YouTube Model Feeder is designed to work with other ClawHub skills:
YouTube Video
→ youtube-model-feeder (extract transcript + snapshots + OCR + summary)
→ Obsidian vault (structured markdown + images)
→ obsidian-semantic-search (index with embeddings, search by meaning)
→ Your AI assistant (full context from every video you've ever watched)
Every video becomes permanent, searchable knowledge. Not buried in a playlist — indexed and queryable.
youtube-model-feeder/
├── backend/ # FastAPI + Celery (Python 3.12)
│ ├── app/
│ │ ├── services/ # Core extraction pipeline (6372 LOC)
│ │ │ ├── youtube.py # yt-dlp wrapper
│ │ │ ├── transcript.py # Whisper + YouTube captions
│ │ │ ├── snapshot.py # FFmpeg frame extraction
│ │ │ ├── slide_detection.py # SSIM + OCR + alignment (643 LOC)
│ │ │ ├── llm.py # Summarization engine (1229 LOC)

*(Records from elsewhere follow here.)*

PR #353, opened 2024-03-09
Add custom extraction cost functions

mwillsey:
This add support for custom cost function. You can write code like this now:

```

(datatype E
  (Foo String :cost FooCost))

(union (Foo "x") (Foo "y"))
(union (Foo "y") (Foo "z"))

(set (FooCost "x") 17)
(set (FooCost "y") 11)
(set (FooCost "z") 15)

(extract (Foo "y"))

```

I'm not 100% if what I did with typechecking is okay, but at least this simple example works.

### DIFF
--- a/src/ast/parse.lalrpop
+++ b/src/ast/parse.lalrpop
@@ -101,9 +101,12 @@ Schedule: Schedule = {
     <ident:Ident> => Schedule::Run(RunConfig { ruleset: ident, until: None }),
 }
 
-Cost: Option<usize> = {
-    ":cost" <UNum> => Some(<>),
-    => None,
+Cost: CostFn = {
+    ":cost" <UNum> => CostFn::Constant(<>),
+    ":cost" <Ident> => CostFn::Table(false, <>),
+    // dont use this, it's only for round-tripping desugaring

│ │ │ └── llm_providers.py # Ollama/OpenAI/Anthropic abstraction
│ │ ├── routes/ # REST API endpoints
│ │ └── tasks.py # Celery background jobs
├── frontend/ # Next.js 14 + React 18 + Tailwind + Zustand
├── docker-compose.yml # 5 services
└── migrations/ # Alembic database migrations
| Problem | Fix |
|---|---|
| VirusTotal "suspicious" warning on install | False positive — skill describes video extraction patterns. Use clawhub install youtube-model-feeder --force |
| Docker services won't start | Ensure Docker Desktop is running. Check docker-compose logs api for errors |
| Transcription is slow | First run pulls the Whisper model (~1.5 GB). Subsequent runs are fast. Try YouTube captions first (faster, no model needed) |
| No slides detected | SSIM threshold may need tuning for your video type. Presentation-style videos work best |
| LLM summary is empty | Check LLM provider config. Default is Ollama — ensure Ollama is running with a model pulled |
| FFmpeg not found | brew install ffmpeg (macOS) or apt install ffmpeg (Linux) |
Built by celstnblacc — food for your model. 226 tests, 6 extraction stages, 3 LLM providers, Obsidian-ready output.